The Prayer of the Second-generation Saint

“And now, O LORD my God, thou hast made thy servant king instead of David my father: and I [am but] a little child: I know not [how] to go out or come in.” (1Ki 3:7 AV)

This struck me as a perfect prayer for the second-generation Christian.  David learned much in the school of hard knocks.  He went from a Shepard boy to a victorious king by way of very difficult experiences.  His wisdom came by sword and by swagger.  David learned much the hard way.  His experiences from nothing to something were the greatest asset he had.  Solomon, on the other hand, grew up in the palace of a king.  By the time Solomon was grown into adulthood, the vast majority of Israel’s enemies were conquered.  There were not too many battles left.  David cleaned up a mess left by Saul and disobedient Israel.  He established Israel as the major kingdom of the middle east.  This was no small feat.  From the killing of a lion and bear to save his flock, to Goliath, to the Philistines; David fought many battles so Solomon did not have to.  This is the wisdom behind Solomon’s prayer.  He knew he never had the experiences of his father nor would he ever have them.  He would never know what it was like to personally wield a sword at the enemy.  He would never know what it was like to flee from your enemy and hide in caves.  He would never know the weariness of a battle too big for anyone but God.  He grew up protected from the world, and because of it, he lacked much experience.  This gives explanation to his view that he is but a little child.

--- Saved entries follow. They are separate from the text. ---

Issue #7455, opened 2021-02-10
Broken quicksilver recipe (Thaumic bases)


CatsLeftEar:
#### Which modpack version are you using?
MC1710
#
#### If in multiplayer; On which server does this happen? 
GTNH official ETA
#
#### What did you try to do, and what did you expect to happen?
I tried to use "making quicksilver" from Thaumic bases, there is a recipe to transmute silverwood to quicksilver.
#
#### What happened instead? (Attach screenshots if needed)
No such recipe in NEI and recipe doesnt work either with crucible or alchemical construct.
#
#### What do you suggest instead/what changes do you propose?
Remove this recipe from thaumonomicon (bad idea) or add recipe as it should be (good idea)
![изображение](https://user-images.githubusercontent.com/67397297/107508716-baa1ba80-6ba1-11eb-901e-699e4e94c9e5.png)
![изображение](https://user-images.githubusercontent.com/67397297/107508746-c3928c00-6ba1-11eb-9e38-f7f8a69634c8.png)

GTNH-Afx237v7:
Tested with 2.1.0.0, and it is indeed not working. You can't select this recipe in an alchemical construct.

There is obviously a Thaumonomicon page added

https://github.com/GTNewHorizons/ThaumicBases/blob/98230988b35fff69fff34a39861de5c7fe04361e/src/main/java/tb/init/TBThaumonomicon.java#L550

but I don't see an actual recipe in the code?

https://github.com/GTNewHorizons/ThaumicBases/blob/master/src/main/java/tb/init/TBRecipes.java 

Additionaly, there is no recipe in the ThaumicBases.zs script file.

Maybe this was forgotten at some point?

GTNH-Afx237v7:
Add this to Thaumic-Bases-01-Main.zs
I tested it and it works fine.

```
// --- Quicksilver
Crucible.addRecipe("TB.Quicksilver", <Thaumcraft:ItemResource:3>, <Thaumcraft:blockMagicalLog:1>, "ordo 1, venenum 1");
```

Dream-Master:
why not pack it into the code ?

Prometheus0000:
Not everyone knows how.

GTNH-Afx237v7:
as i just learned my way of doing things on Github is not the best so for now i'll let it sit here...

Prometheus0000:
[...]

PR #7465, opened 2021-02-11
Add script QS recipe

Prometheus0000:
See #7455 for why.


Dream-Master:
Does it fix the problem or not ?

GTNH-Afx237v7:
Yes it does. Adding it to the script file works fine, I tested it with 2.1.0.0.

Dream-Master:
but if you use it for charcoal woks it too?

Dream-Master (approved):

GTNH-Afx237v7:
Yes, just tested and it works fine, too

It takes a great deal of maturity and humility to see one’s own weaknesses.  The pride of our youthful hearts demand we learn the same lessons our parents learned in much the same manner as they did.  This often results in greater consequences than our parents suffered.  It is God’s design to use the experiences and knowledge of former generations to teach the newer generations.  The plethora of knowledge should increase.  But that is not always the case.  The more we learn the less we know.  How else do we explain great wars of each generation?  We simply do not learn the lessons our forefathers learned.  We don’t accept their wisdom and guidance so that we can be further ahead than they were.  Solomon looked at his father.  He saw a great man whom God used.  He knew his father had made some serious mistakes.  He knew he didn’t want to make the same ones.  So, he asked for the wisdom of his forefathers.  This is great, but for one unfortunate truth.

For all of Solomon’s wisdom, he committed two serious errors that began the downfall of Israel.  He married non-Jewish wives for the sake of diplomacy.  He also established extra-temple worship on the high places.  It would be the Egyptian wives and wives from pagan nations that would steer Solomon’s heart from God to false gods.  His reluctance from the sword and attraction toward diplomacy is what drove him.  He learned much.  The book of proverbs is a testament to the wisdom God granted.  But he also ignored much.  The second-generation Christian who knows the testimony of his parents will do well to learn the lessons their bruises teach.  David had many battle scars.  Each one told a story.  Each one was a lesson for Solomon to learn.  The scars of the first-generation Christ often run deep.  But praise be to God that we can pass those experiences on to a generation that wishes to learn.